Regarding a name suggestions for adaptive_base_syscalls, I was wondering if there was something that can convey that it is related to building the Falco sinsp state engine 🤔 ?

My proposal would be to call the flag base_syscalls_repair, because effectively we interact with libsinsp to “fix-up” the custom set making sure it contains some necessary syscalls and prevent mistakes. Alternatively (if you like), we could rework the Falco config field (since we haven’t released it yet), to be:

base_syscalls:
  repair: true
  custom_set: [...]
incertum commented 1 year ago

My proposal would be to call the flag base_syscalls_repair, because effectively we interact with libsinsp to “fix-up” the custom set making sure it contains some necessary syscalls and prevent mistakes. Alternatively (if you like), we could rework the Falco config field (since we haven’t released it yet), to be:

base_syscalls:
  repair: true
  custom_set: [...]

I like this a lot, because it also adds the option to actually fix up the custom_set which I hadn't thought of. Furthermore, if we do something when repair is true, but custom_set is empty we would effectively get the what I just keep calling "Option 3" here in this ticket.

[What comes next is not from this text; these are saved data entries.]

PR #771, opened 2026-05-29
[TM-3355] Add import for project cohort landscape migration

Marcolr-dev:
[Task Link](https://gfw.atlassian.net/browse/TM-3355)

### DIFF
--- a/apps/entity-service/src/repl/oneOff/2026-05-28-importProjectCohortLandscape.ts
+++ b/apps/entity-service/src/repl/oneOff/2026-05-28-importProjectCohortLandscape.ts
@@ -1,0 +1,159 @@
+import { columnValue, parseCsv } from "@terramatch-microservices/common/util/repl/csv";
+import { withoutSqlLogs } from "@terramatch-microservices/common/util/repl/without-sql-logs";
+import { Project } from "@terramatch-microservices/database/entities";
+import { isEqual } from "lodash";
+
+type ProjectCohortLandscapeRow = {
+  uuid: string;
+  cohort: string;
+  landscape: string | null;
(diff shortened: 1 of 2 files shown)


apps/entity-service/src/repl/oneOff/2026-05-28-importProjectCohortLandscape.ts
```diff
@@ -0,0 +1,159 @@
...
+    return TM_3355_PROJECT_COHORT_LANDSCAPE_DATA;
+  }
+
+  const rows: ProjectCohortLandscapeRow[] = [];
+  await parseCsv(csvPath, async row => {
+    rows.push({
+      uuid: columnValue(row, "uuid") as string,
+      cohort: columnValue(row, "cohort") as string,
+      landscape: columnValue(row, "landscape")
+    });
```
roguenet, line 85: I imagine this CSV isn't huge so no need to change for this one, but in general it's a good idea to remember that the AWS machines are low-resource, meaning they don't have a ton of memory. That's why I usually process each row at a time instead of stuffing the whole CSV into an array.

roguenet (approved):

apps/entity-service/src/repl/oneOff/2026-05-28-importProjectCohortLandscape.ts
Marcolr-dev: Okay, for the TM-3355 there are 17 fixed registers, so the array in memory isn't a problem. In future imports with large CSV files, I'll follow the pattern of processing row by row within `parseCsv` without accumulating.

PR #186, opened 2018-03-19
don't reset initial version parameter

waxenegger:
see: https://trello.com/c/AdRIcaBJ/37-viewing-large-non-tiled-image-fails

when the image is initially opened in iviewer the omero server version information is handed in by the python layer. since initial url values get wiped after the initial load so was the version information which caused the issue described in the trello card.

also, the iviewer version display was fixed, and in between small and pyramid size images (see trello card) are now backwards compatible to omero server versions below 5.4.4.

TEST: use the images in this dataset:  http://web-dev-merge.openmicroscopy.org/webclient/?show=dataset-1682 (user-3).

### DIFF
--- a/ol3-viewer/src/ome/ol3/Viewer.js
+++ b/ol3-viewer/src/ome/ol3/Viewer.js
@@ -250,7 +250,7 @@ ome.ol3.Viewer = function(id, options) {
         actual_version = parseInt(actual_version.replace(/[.]/g, ""));
         if (isNaN(actual_version)) return false;
 
-        return version >= actual_version;
+        return actual_version >= version;
     }
 
     /**
--- a/ol3-viewer/src/ome/ol3/Viewer.js
+++ b/ol3-viewer/src/ome/ol3/Viewer.js
@@ -455,7 +455,10 @@ ome.ol3.Viewer.prototype.bootstrapOpenLayers = function(postSuccessHook, initHoo
        channels.push(newC);
     }
 
-    // create an OmeroImage source (tiled)
+    var isTiled =
+        typeof this.image_info_['tiles'] === 'boolean' &&
+            this.image_info_['tiles'];
+    // create an OmeroImage source
     var source = new ome.ol3.source.Image({
        server : this.getServer(),
        uri : this.getPrefixedURI(ome.ol3.WEBGATEWAY),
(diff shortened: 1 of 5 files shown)


will-moore:
Testing on web-dev-merge with https://github.com/openmicroscopy/openmicroscopy/pull/5692 works fine.
However, testing this locally against develop I still get 404s with ```?tile=0,3,4,512,512``` so I don't think this will work with anything less than 5.4.5 (assuming we get that PR in for 5.4.5).
Otherwise I guess we have to revert to using ```?region=512,512,512,512``` for 'large' images?

jburel:
We need to be compatible with older versions.

waxenegger:
then I have to revert to the state prior to the previous PR and tile sizes won't be able to be set flexibly.

waxenegger:
@will-moore just to be absolutely sure: when you say you tested locally against develop, you don't happen to have a discrepancy in that the omero server branch you used will give already 5.4.4 for a version but https://github.com/openmicroscopy/openmicroscopy/pull/5542 is not in that branch yet. if that were so then iviewer would believe it can make the tile requests when in fact the server side code is not there. the reason I'm asking is that the tile request should not fail with a 404 in the small and pyramid backed image case even without the PR mentioned above (i.e. < 5.4.4). The special case are the bigger images that are not backed by a pyramid.

will-moore:
I currently have
```
>>> omero_version.omero_version
'5.4.2-ice36-SNAPSHOT'
```
This is only failing for large non-tiled images where iviewer is asking for e.g. ```?tile=0,2,2,512,512```.
Big and small images are working OK.

waxenegger:
yes, that's the part that I'm trying to figure out. Testing this PR locally with the server images that I downloaded from that dataset on the server it switches to using ?regions=

jburel:
Could it be the version handling since it is 5.4.x-something?

will-moore:
You need to create the images in OMERO via the Python API not via import. E.g. export OMERO.figure as New OMERO image.
Or run script Channel_Offsets on the image you imported to create a new image via the API.
See https://trello.com/c/AdRIcaBJ/37-viewing-large-non-tiled-image-fails

will-moore:
Those images are still using ```?tile=``` for me but that is working for imported images, not for API-generated images.

waxenegger:
But I got the same errors on import of these images prior to this PR. They have tiles: false and a missing tile_size. How come?

waxenegger:
what's committed at the moment represents a compromise as opposed to rolling everything back: 

If large images are backed by pyramids iviewer uses 512^2 tile size (provided the server version supports it), otherwise it will fall back onto `'&region'`.

will-moore:
This is working fine for me locally (but not "512^2 tile size" as in your comment)...
I'm seeing tiles of various sizes (depending on the image) ```?tile=3,1,0,256,256``` and regions of 512 x 512 e.g. ```?region=1024,1536,512,512```.

waxenegger:
I assume you are in the < 5.4.4 case (unsupported). In that case the default tile size is used since I cannot change it anyhow for pyramid cases. The idea of the previous PR (and this one) is to request bigger tiles. This could not be done prior to the webgateway changes.

There is no obstacle for the regions request to use the bigger tile size, it always supported it. Moreover I'm using it since the image data request does not give me the tile size back in the json since its not tiled.

jburel:
Working fine on devmerge too.
I tried locally without the PR and hit the problem on image from ROIs as expected

PR #187, opened 2018-03-19
About dialog url

will-moore:
Since we now have https://www.openmicroscopy.org/omero/iviewer/ available, this adds the link to the iviewer about dialog.

Also removed some css rules to allow dialog to expand to fit additional text and have larger footer (which also affects other dialogs).

Before:
screen shot 2018-03-19 at 11 28 10

After:
screen shot 2018-03-19 at 11 28 26

About dialog:
screen shot 2018-03-19 at 11 28 40

### DIFF
--- a/css/app.css
+++ b/css/app.css
@@ -1155,13 +1155,9 @@ thumbnail-slider img {
 }
 .modal-content {
     width: 300px;
-    max-height: 250px;
 }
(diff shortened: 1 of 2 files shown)


hflynn:
👍 for link to the website page

jburel:
Everything looks good.
Thanks

PR #189, opened 2018-03-22
Bug: drawing mode and context (right) click

waxenegger:
was part of the remarks on this card: https://trello.com/c/z3AruQMZ/38-feedback-from-mporter

While in drawing mode a right click for context triggers a mouse down event as well to the effect that this is regarded the start of a shape drawing. 

What this PR does:
In the openlayers interaction a condition checks that we don't have a right-click for a context menu so that no new shape drawing will be initiated.

What this PR doesn't do:
It doesn't abort the drawing interaction as such, e.g. in the case of a started drawing of a shape a right-click will not abort the drawing, likewise clicking anywhere but the context menu will start a new shape.

TEST: While in drawing mode right-click to bring up context menu. This should not trigger the start of a new shape.


jburel:
Compare web-latest and web-merge, this is now fixed

PR #191, opened 2018-03-22
calculate length for line geometries only

waxenegger:
see: https://trello.com/c/z3AruQMZ/38-feedback-from-mporter

to be consistent with insight and not violate the definition of length for non line type of geometries length is  only calculated for (poly)lines. doing it this way is actually more compact than changing display for both css export and rois table and has the positive side-effect that less calculation has to happen.

TEST: choose an image with rois and/or draw some. Check that the length column in the regions listing in the right hand panel (after selecting "Show Area/Length" option) shows only length in the case of line geometries. Also select rois and then export them to csv/excel via the header menu. Only rows for (poly)lines should show a value in the length column.


jburel:
* length for lines/polylines and arrows, no area
 * area displayed of other shapes, no length
 * text: no area no length

It works as expected

PR #192, opened 2018-03-28
Openlayers Upgrade

waxenegger:
use latest version: 4.6.5


jburel:
We probably need to that one opened for a while

PR #194, opened 2018-04-02
Projection Sync Multi View

waxenegger:
https://trello.com/c/zmaYZqM3/47-projection-multi-view

Note for testing: as with any other settings, the syncing of changes will be turned on only at locking the viewer windows to the same group. Only if the checkboxes for the actions (e.g. z/t, view, channels) are checked will a sync for these actions be performed.
image

### DIFF
--- a/src/app/index.html
+++ b/src/app/index.html
@@ -69,7 +69,7 @@
         <div class="frame col-xs-12">
             <div class="${context.useMDI && context.image_configs.size > 1 ?
                             'viewer-mdi' : 'viewer'}
-                        ${context.useMDI && context.selected_config === id && 
+                        ${context.useMDI && context.selected_config === id &&
                             context.image_configs.size > 1 ? 'mdi-selected' : ''}"
                  repeat.for="[id, conf] of context.image_configs"
                  css="${context.useMDI && context.image_configs.size > 1 ?
@@ -121,7 +121,7 @@
                                              (lock.CHAR === 'zt' &&
                                               conf.image_info.dimensions.max_z > 1 ||
                                               conf.image_info.dimensions.max_t > 1))"
-                                title="Lock ${lock.LABEL}}">
+                                title="Lock ${lock.LABEL}">
                              <input type="checkbox"
                                  checked.bind="conf.sync_locks[lock.CHAR]"
                                  change.delegate="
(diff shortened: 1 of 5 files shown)


jburel:
Rebuilt on web-dev-merge with this PR included
Test 1:
* Open an image
* Double-click on the same image
* in multi-view: Lock the images
* Click on projection in one of them, the projection are synchronized as expected

Test 2:
* Open an image
* Click on projection
* Double-click on the same image
* in multi-view: Lock the images
* The second image "switches" to the projection mode when I move one of the slider's knob. If it will preferable to switch to the projection mode when the user locks the image

Also noticed (not related to the changes) that the tooltip of the synchronize options ((``Z/T``, View`` and ``Channels``) contains an extra ``}`` at the end

jburel:
Projection is now synchronized with ``Z/T`` as expected
One improvement that could included:

 * Open an image, double click on thumbnail
 * Lock the images
 * Make sure that Z/T is not selected
 * Click the projection icon in one the image
 * Click Z/T box in the same image. The Z/T box is correctly selected in the second image.
 * The projection is not turned on in the second image. I was expected to have the projection on in that case. It is activated when slider's knob is moved on the first image

will-moore:
@jburel I think that's the way it works for all "sync" actions. They are only sync'd when you change the settings in the window, not when you turn on/off various checkboxes.
E.g. when I turn on Channels checkbox, I don't want to immediately sync all channel settings. I may just want to sync the ON/OFF state when I toggle channels, but don't want to change rendering levels etc.
Same for Z/T - I may want to sync T but not sync Z (e.g. I have 2 windows that I want to scroll through T while looking at different Z sections). 
If we tried to sync everything when Z/T checkbox is clicked then this wouldn't be possible.

will-moore:
Working fine for me too. Looks good to merge.

waxenegger:
yes, in general the new additions to the sync group do not get updated with the present state of the others. 

To force a sync on checking of the individual categories can be done, provided that's what's wanted. The question in regards to it would be who gets whose state but I suppose it would be the window that the checkbox belongs to.

jburel:
Discussed with @waxenegger @will-moore, this can be adjusted depending on feedback
Merging

PR #196, opened 2018-04-04
Multi View - Saving Rendering Settings for All Open Images

waxenegger:
see: https://trello.com/c/ftiTGD9T/49-multi-view-save-actions

1. this PR aims at providing a means/shortcut via the header's File menu to save open images in multi view mode, without having to select them individually and do so.

2. it also offers a means to capture their canvases/viewports collectively (File menu option) - so far the png "screenshot" could only be done individually. the images will be saved in a zip.

Note for 1: If there were changes in an image that was opened and edited in more than one window this is treated as a "conflict" they won't get saved and a dialog shows the respective file(s).

### DIFF
--- a/css/app.css
+++ b/css/app.css
@@ -1299,3 +1299,10 @@ thumbnail-slider img {
     min-width: 45px;
     max-width: 45px;
 }
+.skipped-list-files {
+    overflow-x: auto;
+    overflow-y: auto;
+    max-height: 150px;
+    font-size: 15px;
+    margin-top: 15px;
+}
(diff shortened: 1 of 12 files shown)


waxenegger:
--exclude

will-moore:
Both these features are working for me.
 - Save All Image Settings - saved and updated thumbnails as expected.
 - Save All Viewports as PNGs (zipped) also downloaded a zip with correct images.

screen shot 2018-05-09 at 10 50 48

NB: This PR is conflicting with #201 so it would be good to get this in ASAP so I can resolve the conflict.

PR #199, opened 2018-04-06
multiple_viewers_layout

will-moore:
This attempts to improve on the random layout of viewers when opened by double-clicking.

To test:

 - The first 4 viewers should be laid out in a 2 x 2 grid. 
 - Additional viewers have random location as before.
 - If any of the first 4 viewers are closed or moved out of their original position, then subsequent viewers will be opened in that spot.

Possible improvement: Could make the viewers bigger if screen space is larger?

screen shot 2018-04-06 at 17 17 39

### DIFF
--- a/src/app/context.js
+++ b/src/app/context.js
@@ -757,8 +757,8 @@ export default class Context {
      * based on the position and size of each image viewer
      *
      * @memberof Context
-     * @param {x} id the ImageConfig id
-     * @param {y} forceRequest if true an ajax request is forced to update the data
+     * @param {x} x coordinate
+     * @param {y} y coordinate
      * @return {list} of ImageConfig objects
      */
     getImageConfigsAtPosition(x, y) {
--- a/src/app/context.js
+++ b/src/app/context.js
@@ -753,6 +753,31 @@ export default class Context {
     }
 
     /**
+     * Retrieves any image configs that occupy a given x, y position,
+     * based on the position and size of each image viewer
+     *
+     * @memberof Context
+     * @param {x} id the ImageConfig id
+     * @param {y} forceRequest if true an ajax request is forced to update the data
+     * @return {list} of ImageConfig objects
+     */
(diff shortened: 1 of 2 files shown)


will-moore:
Now, we test each position in a 2 x 2 grid to see if any viewers are in that space, and if not then the new viewer opens there.

will-moore:
This seems to be merged in https://github.com/snoopycrimecop/omero-iviewer/commit/d5e2de8902ba04321a052f6375d0e9365bfb12bf but I don't see my changes in the app or in the http://web-dev-merge.openmicroscopy.org/static/omero_iviewer/main.js?_iviewer-1.0.0 file.
Any idea what's up @jburel (not urgent)?

jburel:
This only works if the screen is big enough
If I resize a bit the window after the first time, it does not lay them out nicely again.
An improvement but a "grid button" (cf. figure) will probably be better

will-moore:
There's always going to be ways you can make it behave strangely, or different ways to optimise depending on your priorities and screen size.
But I think it's an improvement, even with a small screen.
A grid button could make a nice addition in the same way as in figure, but (as with figure) the default should be to try position the viewers in a nice way without you having to click a "grid" button every time.
Is this "good to merge" or are there improvements to be made to the layout strategy?
I'd like to see what you're seeing with "If I resize a bit the window after the first time, it does not lay them out nicely again".

src/app/context.js
```diff
@@ -752,6 +752,31 @@ export default class Context {
         return this.getImageConfig(this.selected_config);
     }
 
+    /**
+     * Retrieves any image configs that occupy a given x, y position,
+     * based on the position and size of each image viewer
+     *
+     * @memberof Context
+     * @param {x} id the ImageConfig id
```
jburel: Could you update the description of the parameters?

jburel:
This is certainly an improvement
The feature will need to be reviewed later on
Merging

Under the hood in libs I can then rename things accordingly as well.

@Happy-Dude what are your thoughts?

happy-dude commented 1 year ago

@Happy-Dude what are your thoughts?

I'm a fan of this suggestion! Makes the configuration cleaner/clearer.

By doing this, I think it also affords itself to less misconfiguration by users using the single setting (as opposed to the original 2 config options/variables).

incertum commented 1 year ago

v1 of this feature has been finalized.